46: The trash! All the containers we throw away. Coffee cans, glass jars, ect. can be covered with fabric, or pretty paper. Fill with cookies, or just use as storage.Tin cans can become pencil holders. Pretty metal soft drink cans, Monster or Arizona tea cans are thin enough to be cut with scissors, and turned into jewelry, or...anything! Newspaper and junk mail and magazines? Weave them to make a bag-folks here have made nifty purses, there's tutes. I've seen soo many things made from magazines here. Or use the paper to decoupage with.  Or just use elmers glue, and use the paper for paper mache. You can paint your sculpture to make it pretty, or just use a pretty paper or fabric for the top layer. Make paper beads.
Somewhere. long ago, I saw a jewelry artist online who used metal tubes that tomato paste came in-she cut them open, used the soft goldish metal, perhaps toothpaste tubes also?

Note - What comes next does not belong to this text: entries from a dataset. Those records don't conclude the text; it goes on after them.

PR #505, opened 2026-06-06
refactor(gctune): single-source the batch GC default; apply it in WASM too

jeduden:
## What

Make the batch GC default (`GOGC`-equivalent 400, from #496) a **single source of truth** and apply it in the **WASM build** too.

- New **`internal/gctune`** package: `BatchPercent = 400`, `Target(env)` (pure, testable), `ApplyBatch()`.
- `cmd/mdsmith` `check`/`fix` now call `gctune.ApplyBatch()` (the local `cmd/mdsmith/gctune.go` is removed).
- `cmd/mdsmith-wasm` `main()` now calls `gctune.ApplyBatch()` — previously the WASM engine never applied the bump at all.
- The LSP server and the embedded `pkg/mdsmith` library still **don't** call it, so long-running/embedded callers keep Go's default.

## Still env-free

`ApplyBatch()` sets `debug.SetGCPercent(400)` programmatically — no `GOGC` env var required. An explicitly-set `GOGC` is honored as the opt-out (`Target` returns -1).

## ⚠️ Worth a look: WASM is long-lived

The batch bump was designed for **short-lived** processes (CLI exits, OS reclaims). The WASM engine is a **long-lived session** (the Obsidian plugin keeps it loaded) — the same category as the LSP we deliberately *excluded*. A high `GOGC` permanently relaxes GC for the session, and WASM linear memory grows but doesn't shrink. In practice the per-lint live set is small (a few MB peak) and the latency win on interactive linting is real, so I applied it at startup per the "single source of truth" goal. If the idle-session memory cost matters (esp. mobile), the alternatives are: scope it to *during* each check/fix call, or exclude WASM like the LSP. Easy follow-up either way.

## Validation

Native build, **WASM compile** (`GOOS=js GOARCH=wasm`), `go vet` (incl. WASM), `golangci-lint` (0 issues), and the **full test suite** all pass. Behavior is unchanged for the CLI; the only new behavior is the WASM build applying the default.

---
_Generated by [Claude Code](https://claude.ai/code/session_01FLNpDmsk8rRuhwtvmvPUJp)_


jeduden:
🔍 **Merge Queue** — bisecting

A larger batch failed CI. Bisection is isolating the culprit: this run tests up to **1 of 1** candidate PRs on [`merge-queue/batch-bisect-505-1780735998`](https://github.com/jeduden/mdsmith/tree/merge-queue/batch-bisect-505-1780735998). [View current bisect CI run](https://github.com/jeduden/mdsmith/actions/runs/27057947347).

jeduden:
✅ **Merge Queue** — merged

This PR landed on `main` via commit [`5c354b8`](https://github.com/jeduden/mdsmith/commit/5c354b80a26a54f8f880005edbf20724d5866911). [CI run that validated the merge](https://github.com/jeduden/mdsmith/actions/runs/27057947347).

Oh, I've seen toothpaste tubes pencil pouches here. Plastic water bottles? Again, on craftster, she cut them like you do to roll up paper beads, colored them with pencils and markers, rolled them, held them with pliers, heated them over a torch(I used a candle, was a pain, but worth experimenting again sometime) and made cool beads. Someone else here used plastic bottles to make flowers-heck, you could cut open any plastic bottle, flatten it, and cut out shapes for...anything! Cut up a pringle's can, cover it to make a bangle bracelet. You can save potato chip bags-I've seen folks here shrink them in the oven-find a tute, I forget the details! The purses, ect, folks here have made from ramen bags, or foil juice packs.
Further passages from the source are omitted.